PR #65, opened 2022-12-15
Move masterkey from autopilot to worker

ChrisSchinnerl:


worker/worker.go
```diff
@@ -223,14 +223,14 @@ type contractCapability struct {
 	RenterKey consensus.PrivateKey
 }
 
-func parseContractCapabilities(contracts []bus.Contract, masterKey [32]byte) []contractCapability {
+func (w *worker) parseContractCapabilities(contracts []bus.Contract) []contractCapability {
```
lukechampine, line 226: Not really parsing anything here; maybe call it `toCapabilities `.

Alternatively, we could inline this into `withHosts`, since (AFAIK) that's the only place where we need this conversion

PR #66, opened 2022-12-16
Extend testing to check for renewing contract

ChrisSchinnerl:


autopilot/contractor.go
```diff
@@ -51,7 +54,9 @@ func newContractor(ap *Autopilot) *contractor {
 	}
 }
 
-func (c *contractor) applyConsensusState(cfg Config, state bus.ConsensusState) {
+func (c *contractor) ApplyConsensusState(cfg Config, state bus.ConsensusState) {
```
ChrisSchinnerl, line 57: I exported some methods to make it clearer that they are not called by the contractor on itself but from outside.

autopilot/contractor.go
```diff
@@ -39,7 +40,9 @@ type (
 		ap     *Autopilot
 		logger *zap.SugaredLogger
 
-		blockHeight   uint64
+		blockHeight uint64
```
peterjan, line 43: might as well move blockHeight under the mutex

autopilot/hostfilter.go
```diff
@@ -90,7 +90,7 @@ func isOutOfFunds(cfg Config, h Host, c worker.Contract) bool {
 }
 
 func isUpForRenewal(cfg Config, c rhpv2.ContractRevision, blockHeight uint64) bool {
-	return blockHeight+cfg.Contracts.RenewWindow/2 >= c.EndHeight()
+	return blockHeight+cfg.Contracts.RenewWindow >= c.EndHeight()
```
peterjan, line 93: hm this does make sense but we probably have to rethink the current contract set because contracts up for renewal are excluded from the contract set currently, we might have to reconsider excluding them from the contract set. We had a `TODO` there anyway at one point indicating it was quite harsh.

autopilot/contractor.go
peterjan, line 57: why are these exposed now?

internal/stores/sql.go
```diff
@@ -34,7 +34,7 @@ func NewEphemeralSQLiteConnection(name string) gorm.Dialector {
 
 // NewSQLiteConnection opens a sqlite db at the given path.
 func NewSQLiteConnection(path string) gorm.Dialector {
-	return sqlite.Open(path)
+	return sqlite.Open(fmt.Sprintf("file:%s?_busy_timeout=5000", path))
```
peterjan, line 37: use a `PRAGMA` to set the `busy_timeout` - that way we are consistent with the FK checks

autopilot/autopilot.go
```diff
@@ -134,10 +134,10 @@ func (ap *Autopilot) Run() error {
 		// update contractor's internal state of consensus
 		//
 		// TODO: this should be done through a pub/sub mechanism on the bus
-		ap.c.applyConsensusState(cfg, cs)
+		ap.c.ApplyConsensusState(cfg, cs)
```
peterjan, line 137: `nit` would've preferred a rename of `currentPeriod` to `currPeriod` as opposed to exposing what would be exposed if the contractor were in its own package. It's consistent now but it's hard to keep consistent and it's just weird to expose methods that don't need to be exposed

autopilot/contractor.go
```diff
@@ -51,85 +53,31 @@ func newContractor(ap *Autopilot) *contractor {
...
-func (c *contractor) isStopped() bool {
-	select {
-	case <-c.ap.stopChan:
-		return true
-	default:
-		return false
-	}
-}
+func (c *contractor) PerformContractMaintenance(cfg Config) error {
+	// Fetch the consensus dependent fields. We want them to be consistent
```
peterjan, line 74: `nit` I think they should/could be passed in here, then it implies what you say in the comment and it does not need a comment

autopilot/autopilot.go
ChrisSchinnerl: I renamed it but tbh I feel like that only leaves us with nasty options.
A: field is currPeriod and method is currentPeriod. It's not obvious from the name when you want to choose one or the other.
B: use c.currentPeriod and c.mu directly in the autopilot loop. Big no no in my opinion to access a type's mutex from outside the type's own method.

I know that we don't like deep folder hierarchies but it would be quite clean to simply add a `contractor` package. Then we are required to expose the methods called by the parent (the autopilot). It's usually also implied that exposed methods are thread-safe so it would all add up.

peterjan: Definitely see your point, I just think the exposed methods weren't the right approach. Maybe renaming the field to `periodHeight` makes it less nasty. That way the `contractor` has a `blockHeight` and `periodHeight`, the getter can be called `currentPeriod` and we don't needless add packages. That way we can avoid adding extra packages as long as we can 🤷🏻‍♂️ if the `contractor` is a package then I think the `migrator` needs to be one also and so on..

peterjan (approved):

PR #67, opened 2022-12-16
Upload Download Object

peterjan:
This PR adds an integration test that asserts object uploads/downloads work.

### DIFF
--- a/bus/client.go
+++ b/bus/client.go
@@ -285,7 +285,7 @@ func (c *Client) ContractSets() (sets []string, err error) {
 	return
 }
 
-// HostSet returns the contracts in the given set.
+// ContractSet returns the contracts in the given set.
 func (c *Client) ContractSet(name string) (hosts []Contract, err error) {
 	err = c.c.GET(fmt.Sprintf("/contractsets/%s", name), &hosts)
 	return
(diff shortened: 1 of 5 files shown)


bus/client.go
```diff
@@ -328,8 +328,42 @@ func (c *Client) RecommendedFee() (fee types.Currency, err error) {
...
+	for _, shard := range shards {
+		isNeeded[shard.Host.String()] = struct{}{}
+	}
+	isUsable := make(map[types.FileContractID]struct{})
+	for _, contractId := range contractIds {
+		isUsable[contractId.ID] = struct{}{}
+	}
+
+	// fetch all contracts and filter them
+	contracts, err := c.Contracts()
```
peterjan, line 351: I originally wrote this temporary implementation of `ContractsForSlab` to get to a working upload/download quickly. The `Client` should be asking the `bus` rather than figuring it out on its own. However, the fact that contracts and contract sets are in different stores makes this slightly awkward.

I was thinking maybe a contract set does not need to be in its own store per se. What if the contract set relations were defined by a many-to-many between a `dbContract` and a contract set name. It could be its own entity but that's probably not even necessary if you have `contract_id <-> set_name`.

I think that would be elegant because you would then be able to ask the bus for `c.Contracts(setname)`, adding/removing contracts from the set becomes a little bit more annoying but not really.

worker/worker.go
```diff
@@ -638,23 +650,23 @@ func (w *worker) objectsKeyHandlerPUT(jc jape.Context) {
...
-	for {
-		// fetch contracts
-		bcs, err := w.bus.ContractSetContracts(up.ContractSet)
-		if jc.Check("couldn't fetch contracts from bus", err) != nil {
-			return
-		}
 
-		r := io.LimitReader(jc.Request.Body, int64(up.MinShards)*rhpv2.SectorSize)
+	// fetch contracts
+	bcs, err := w.bus.ContractSetContracts(up.ContractSet)
```
peterjan, line 655: rereading my own PR I realise this might've been inside of the `for` loop on purpose... was that the case? You can argue that on upload we should re-fetch the contracts after every slab but it's debatable...

peterjan:
seems to have broken transfer tests - looking into that now

bus/client.go
ChrisSchinnerl: See https://github.com/SiaFoundation/renterd/pull/68

internal/testing/cluster_test.go
```diff
@@ -83,3 +87,77 @@ func TestNewTestCluster(t *testing.T) {
 		t.Fatal(err)
 	}
 }
+
+// TestDownload is an integration test that verifies objects can be uploaded and
+// download correctly.
+func TestDownload(t *testing.T) {
```
ChrisSchinnerl, line 93: `TestUploadDownload` maybe?

internal/testing/cluster_test.go
```diff
@@ -83,3 +87,77 @@ func TestNewTestCluster(t *testing.T) {
...
+	rs := defaultRedundancy
+	apcfg := defaultAutopilotConfig
+
+	// add hosts
+	if err := cluster.AddHosts(int(rs.TotalShards)); err != nil {
+		t.Fatal(err)
+	}
+
+	// wait for the contract to form.
+	if err := Retry(20, time.Second, func() error {
```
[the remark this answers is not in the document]
peterjan: ah ok, I'll remove it from `TestNewTestCluster` as well in that case

PR #69, opened 2022-12-19
Implement /contracts/ancestors endpoint and use it to compute contrac…

ChrisSchinnerl:
…t spending during maintenance

### DIFF
--- a/autopilot/contractor.go
+++ b/autopilot/contractor.go
@@ -58,34 +58,21 @@ func (c *contractor) currentPeriod() uint64 {
 	return c.currPeriod
 }
 
-func (c *contractor) contractSpending(contract worker.Contract) (bus.ContractSpending, error) {
-	// TODO: fetch contract hierarchy
-	var contracts []bus.Contract
-
-	// build a map
-	cmap := make(map[types.FileContractID]bus.Contract)
-	for _, contract := range contracts {
-		cmap[contract.ID] = contract
+func (c *contractor) contractSpending(contract worker.Contract, currentPeriod uint64) (bus.ContractSpending, error) {
+	// Fetch past contracts in contract's history up until the start of the
+	// current period.
+	ancestors, err := c.ap.bus.AncestorContracts(contract.ID, currentPeriod)
+	if err != nil {
+		return bus.ContractSpending{}, err
 	}
-
-	// fetch contract chain
-	curr, exists := cmap[contract.ID]
-	if !exists {
-		// TODO: return error here once fetching the history is implemented.
-		return bus.ContractSpending{}, nil // fmt.Errorf("contract with id '%v' not found", contract.ID)
-	}
-
 	// no history
-	if curr.RenewedFrom == (types.FileContractID{}) {
-		return curr.Spending, nil
+	if len(ancestors) == 0 {
+		return contract.Spending, nil
 	}
-
 	// compute total spending
-	total := curr.Spending
-	for exists {
-		if curr, exists = cmap[curr.RenewedFrom]; exists {
-			total = total.Add(curr.Spending)
-		}
+	total := contract.Spending
+	for _, ancestor := range ancestors {
+		total = total.Add(ancestor.Spending)
 	}
 	return total, nil
 }
@@ -346,7 +333,7 @@ func (c *contractor) runContractRenewals(cfg Config, blockHeight, currentPeriod 
 		}
 
 		// calculate the renter funds
-		renterFunds, err := c.renterFundsEstimate(cfg, blockHeight, contract, isRefresh)
+		renterFunds, err := c.renterFundsEstimate(cfg, currentPeriod, blockHeight, contract, isRefresh)
 		if err != nil {
 			c.logger.Errorw(
 				fmt.Sprintf("could not get refresh funding estimate, err: %v", err),
@@ -587,11 +574,11 @@ func (c *contractor) initialContractFunding(settings rhpv2.HostSettings, txnFee,
 	return funding
 }
 
-func (c *contractor) renterFundsEstimate(cfg Config, blockHeight uint64, contract worker.Contract, isRefresh bool) (types.Currency, error) {
+func (c *contractor) renterFundsEstimate(cfg Config, currentPeriod, blockHeight uint64, contract worker.Contract, isRefresh bool) (types.Currency, error) {
 	if isRefresh {
 		return c.refreshFundingEstimate(cfg, contract)
 	}
-	return c.renewFundingEstimate(cfg, blockHeight, contract)
+	return c.renewFundingEstimate(cfg, blockHeight, currentPeriod, contract)
 }
 
 func (c *contractor) refreshFundingEstimate(cfg Config, contract worker.Contract) (types.Currency, error) {
@@ -636,7 +623,7 @@ func (c *contractor) refreshFundingEstimate(cfg Config, contract worker.Contract
 	return refreshAmount, nil
 }
 
-func (c *contractor) renewFundingEstimate(cfg Config, blockHeight uint64, contract worker.Contract) (types.Currency, error) {
+func (c *contractor) renewFundingEstimate(cfg Config, currentPeriod, blockHeight uint64, contract worker.Contract) (types.Currency, error) {
 	// fetch host
 	host, err := c.ap.bus.Host(contract.HostKey())
 	if err != nil {
@@ -662,7 +649,7 @@ func (c *contractor) renewFundingEstimate(cfg Config, blockHeight uint64, contra
 	storageCost := types.NewCurrency64(dataStored).Mul64(cfg.Contracts.Period).Mul(scan.Settings.StoragePrice)
 
 	// fetch the spending of the contract we want to renew.
-	prevSpending, err := c.contractSpending(contract)
+	prevSpending, err := c.contractSpending(contract, currentPeriod)
 	if err != nil {
 		c.logger.Errorw(
 			fmt.Sprintf("could not retrieve contract spending, err: %v", err),
--- a/autopilot/contractor.go
+++ b/autopilot/contractor.go
@@ -59,7 +59,16 @@ func (c *contractor) currentPeriod() uint64 {
 }
 
 func (c *contractor) contractSpending(contract worker.Contract, currentPeriod uint64) (bus.ContractSpending, error) {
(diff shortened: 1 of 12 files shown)


internal/stores/contracts.go
```diff
@@ -287,3 +327,22 @@ func (s *SQLStore) contracts() ([]dbContract, error) {
...
 	return contracts, err
 }
+
+func (s *SQLStore) AncestorContracts(id types.FileContractID, startHeight uint64) ([]bus.ArchivedContract, error) {
+	fcidGob, err := gobFCID(id)
+	if err != nil {
+		return nil, err
+	}
+	var ancestors []dbArchivedContract
+	err = s.db.Raw("WITH ancestors AS (SELECT * FROM archived_contracts WHERE renewed_to = ? UNION ALL SELECT archived_contracts.* FROM ancestors, archived_contracts WHERE archived_contracts.renewed_to = ancestors.fcid) SELECT * FROM ancestors WHERE start_height >= ?", fcidGob, startHeight).
```
peterjan, line 337: we should take into account the recursion limits here, it's configurable through `MAXRECURSION` hints and defaults to 100, which is already a high value but since it's tied to the period which is configurable perhaps we should add a hint here in function of the current height and start height? Or just max it out to 32767?

internal/stores/contracts.go
```diff
@@ -76,9 +83,36 @@ func (c dbContract) convert() (bus.Contract, error) {
...
+
+		Spending: bus.ContractSpending{
+			Uploads:     types.NewCurrency(c.UploadSpending),
+			Downloads:   types.NewCurrency(c.DownloadSpending),
+			FundAccount: types.NewCurrency(c.FundAccountSpending),
+		},
+	}
+}
+
+func gobFCID(fcid types.FileContractID) ([]byte, error) {
```
peterjan, line 110: I added `gobEncode` once to the `contracts_test` file, we should also remove that in favour of using `gobFCID` (although I like `gobEncode` better). I would also panic instead of returning an error.

internal/stores/contracts.go
peterjan, line 337: this would probably benefit from some indices, maybe `renewed_to` and `start_height` if that's possible?

bus/client.go
```diff
@@ -262,6 +262,15 @@ func (c *Client) AddRenewedContract(contract rhpv2.ContractRevision, totalCost t
 	return
 }
 
+// AncestorContracts returns any ancestors of a given active contract.
+func (c *Client) AncestorContracts(fcid types.FileContractID, minStartHeight uint64) (contracts []ArchivedContract, err error) {
+	err = c.c.POST("/contractsets/ancestors", ContractsAncestorsRequest{
```
peterjan, line 267: this should be `/contracts/ancestors`

bus/bus.go
```diff
@@ -642,6 +655,7 @@ func New(s Syncer, cm ChainManager, tp TransactionPool, w Wallet, hdb HostDB, cs
 		"POST   /hosts/:hostkey": b.hostsPubkeyHandlerPOST,
 
 		"GET    /contracts":             b.contractsHandler,
+		"POST   /contracts/ancestors":   b.contractsAncestorsHandlerGet,
```
peterjan, line 658: it could be `GET /contracts/:id` with the `startheight` as a query string param (and thus optional)?

peterjan: the handler is named `Get` so I figure you originally had it as a `GET`

also (`nit`) we should be consistent and do `someHandlerGET`

autopilot/contractor.go
```diff
@@ -58,34 +58,21 @@ func (c *contractor) currentPeriod() uint64 {
...
+		return contract.Spending, nil
 	}
-
 	// compute total spending
-	total := curr.Spending
-	for exists {
-		if curr, exists = cmap[curr.RenewedFrom]; exists {
-			total = total.Add(curr.Spending)
-		}
+	total := contract.Spending
```
peterjan, line 73: I would extend the bus client with a helper that returns the total spending (and computes the total) alongside the `AncestorContracts` method

peterjan (commented):
good stuff 👍  edit: I missed the `DRAFT` status, apologies!

internal/stores/contracts.go
ChrisSchinnerl: I tried to max it out but it seems to only work in `SQLServer` and not `SQLite` ? Which has different limits and ways to set them? It would suck if there was no standard way to set it. If that is indeed the case maybe we should just revisit it later.

internal/stores/contracts.go
ChrisSchinnerl: I actually updated `gobEncode` to use `gobFCID` but I'll rename it and remove the test helper completely.

bus/bus.go
```diff
@@ -585,6 +586,22 @@ func (b *bus) setRedundancySettings(rs RedundancySettings) error {
 	}
 }
 
+func (b *bus) contractsAncestorsHandlerGet(jc jape.Context) {
```
lukechampine, line 589: GET
(actually I don't add the HTTP verb unless there's multiple verbs for the same route, so in this case I'd drop the `Get` entirely)

bus/bus.go
```diff
@@ -641,13 +658,14 @@ func New(s Syncer, cm ChainManager, tp TransactionPool, w Wallet, hdb HostDB, cs
...
-		"GET    /contracts/:id":         b.contractsIDHandlerGET,
-		"POST   /contracts/:id/new":     b.contractsIDNewHandlerPOST,
-		"POST   /contracts/:id/renewed": b.contractsIDRenewedHandlerPOST,
-		"DELETE /contracts/:id":         b.contractsIDHandlerDELETE,
-		"POST   /contracts/:id/acquire": b.contractsAcquireHandler,
-		"POST   /contracts/:id/release": b.contractsReleaseHandler,
+		"GET    /contracts":               b.contractsHandler,
+		"GET    /contracts/:id":           b.contractsIDHandlerGET,
+		"GET    /contracts/:id/ancestors": b.contractsAncestorsHandlerGet,
+		"POST   /contracts/:id/new":       b.contractsIDNewHandlerPOST,
```
lukechampine, line 664: could this be `PUT /contracts/:id`?

bus/bus.go
```diff
@@ -585,6 +586,22 @@ func (b *bus) setRedundancySettings(rs RedundancySettings) error {
 	}
 }
 
+func (b *bus) contractsAncestorsHandlerGet(jc jape.Context) {
+	var fcid types.FileContractID
+	if jc.DecodeParam("id", &fcid) != nil {
+		return
+	}
+	var minStartHeight uint64
+	if jc.DecodeForm("startHeight", &minStartHeight) != nil {
```
lukechampine, line 595: prefer to pass arguments via body instead of form values. Form values should be used for optional args (and even then, avoided if possible)

bus/client.go
```diff
@@ -262,6 +262,29 @@ func (c *Client) AddRenewedContract(contract rhpv2.ContractRevision, totalCost t
...
+	values := url.Values{}
+	values.Set("minStartHeight", fmt.Sprint(minStartHeight))
+	err = c.c.GET(fmt.Sprintf("/contracts/%s/ancestors?"+values.Encode(), fcid), &contracts)
+	return
+}
+
+// HistoricalContractSpending returns the spending of the contract and all the
+// contracts in its ancestry that have been formed at or after minStartHeight.
+func (c *Client) HistoricalContractSpending(contract Contract, minStartHeight uint64) (ContractSpending, error) {
+	ancestors, err := c.AncestorContracts(contract.ID, minStartHeight)
```
lukechampine, line 276: client methods should not wrap other client methods. Either `AncestorContracts` should return `ContractSpending` directly, or (preferably) this function should be moved to whatever package needs it.

internal/stores/contracts.go
```diff
@@ -76,9 +83,36 @@ func (c dbContract) convert() (bus.Contract, error) {
...
+		},
+	}
+}
+
+func gobEncode(i interface{}) []byte {
+	fcidGob := bytes.NewBuffer(nil)
+	if err := gob.NewEncoder(fcidGob).Encode(i); err != nil {
+		panic(err)
+	}
+	return fcidGob.Bytes()
```
lukechampine, line 115: `fcid`? must be leftover from renaming this function 😅

internal/stores/objects_test.go
```diff
@@ -185,9 +189,12 @@ func TestSQLObjectStore(t *testing.T) {
 										Host: dbHost{
 											PublicKey: hk2,
 										},
-										FCID:        fcid2,
-										StartHeight: startHeight2,
-										TotalCost:   totalCost2.Big(),
+										FCID:                fcid2,
```
lukechampine, line 192: can we rename this field to `ID`?

bus/bus.go
ChrisSchinnerl: Is `POST /contracts/:id` fine? Because we want the created contract to be returned.

internal/stores/objects_test.go
ChrisSchinnerl: Unfortunately there already is an `ÌD` field which gets set by the DB itself in an auto incremented fashion.

internal/stores/contracts.go
peterjan: I think we can pass `LIMIT -1` to the union query

bus/contract.go
```diff
@@ -7,10 +7,10 @@ import (
 
 // A Contract contains all information about a contract with a host.
 type Contract struct {
-	ID          types.FileContractID
-	HostIP      string `json:"hostIP"`
-	HostKey     consensus.PublicKey
-	StartHeight uint64 `json:"startHeight"`
+	ID          types.FileContractID `jsin:"id"`
```
peterjan, line 10:
```suggestion
	ID          types.FileContractID `json:"id"`
```

peterjan (approved):

bus/bus.go
lukechampine: ah, I see -- `PUT` would be inappropriate anyway because we're not sending a `bus.Contract`.

I think `POST /contracts`  might be best. Doesn't really make sense to have the ID in the route before the resource exists.

(What I *really* think is that this REST stuff seems to generate a lot of ultimately-pointless bikesheding about verbs and routes and query params vs request bodies etc. etc. etc.; maybe the next time I have to design an API it will just have a single `POST /rpc` endpoint...)

PR #70, opened 2022-12-19
Worker Gouging

peterjan:
This PR adds gouging checks to the worker. I also removed the `hostsettings` from the worker request objects because we should fetch the host settings on the fly. I added a `GougingParams` object that holds all information necessary to perform the gouging checks. I noticed we need the `period` though, which is currently configured on the autopilot and has to move to the `bus` - I'm considering adding `ContractSettings`.. let me know what you think


peterjan:
converted back to `DRAFT` - this requires an integration test

bus/api.go
```diff
@@ -146,21 +146,30 @@ type AddObjectRequest struct {
...
 	CurrentHeight uint64
 	FromContracts string
 	ToContracts   string
+	GougingParams
+}
+
+// GougingParams contains the metadata needed by a worker to perform gouging
+// checks.
+type GougingParams struct {
+	Period             uint64
```
ChrisSchinnerl, line 170: The easiest way to get rid of this is probably through splitting up `MaxUploadPrice` and `MaxStoragePrice`. Then we make `MaxStoragePrice` the max price per TiB per block. If we break it down to a price-per-block we don't need the period anymore.

bus/bus.go
```diff
@@ -585,6 +585,75 @@ func (b *bus) setRedundancySettings(rs RedundancySettings) error {
...
+func (b *bus) paramsHandlerMigrateGET(jc jape.Context) {
+	gp, err := b.gougingParams()
+	if jc.Check("could not get gouging parameters", err) != nil {
+		return
+	}
+
+	jc.Encode(MigrateParams{
+		CurrentHeight: b.cm.TipState().Index.Height,
+		FromContracts: "", // TODO
+		ToContracts:   "", // TODO
```
ChrisSchinnerl, line 622: should we default this to `autopilot` as well? Same as the regular upload? 
The `FromContracts` probably still need to be a list of IDs.

worker/worker.go
```diff
@@ -558,6 +590,9 @@ func (w *worker) slabsMigrateHandler(jc jape.Context) {
 		return
 	}
 
+	// attach gouging checker to the context
+	ctx := WithGougingChecker(jc.Request.Context(), mp.GougingParams)
```
ChrisSchinnerl, line 594: (nit) would be cool if this was some sort of middleware that simply extends all request contexts with gouging params by default.

ChrisSchinnerl (commented):
This looks pretty good but tbh I am quite nervous about potentially missing gouging check coverage for some RPCs. I guess there is really no good way to centralise the checks. I've been thinking about updating the session in a way that every time anything fetches the settings it does so through a getter that implicitly does gouging checks and returns the results. But I'm not sure how practical that is.
At the end of the day we probably need testing that hits all the gouging checks.

peterjan:
putting on hold until after holidays since it's not _that_ crucial for `renterd` testing

bus/bus.go
peterjan: Going to change this when we add migrations, I'm not even sure why we need migrate params from the `Bus`. Shouldn't the worker be instructed to move a slab, get a set of bad hosts/contracts and then the worker should just fetch the params we'd use on a regular upload to migrate with?

peterjan: I guess I don't understand yet how the `bus` would be able to return `FromContracts`. It doesn't know that right?

worker/worker.go
peterjan: not every worker route needs gouging checks and decorating the request object with a context requires a call to the `bus` to fetch things like the redundancy settings, I don't mind making a middleware for it but wouldn't we want to avoid the overhead if we can?

bus/api.go
peterjan: Good idea!

bus/bus.go
peterjan: resolving this b/c I'm tackling migrations in next PR

ChrisSchinnerl (approved):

══════════════════════════════

**EXERCISE PROMPT:** Pick out the lines above containing the word "DRAFT", then copy them.

**ANSWER TO THE EXERCISE:**
good stuff 👍  edit: I missed the `DRAFT` status, apologies!
converted back to `DRAFT` - this requires an integration test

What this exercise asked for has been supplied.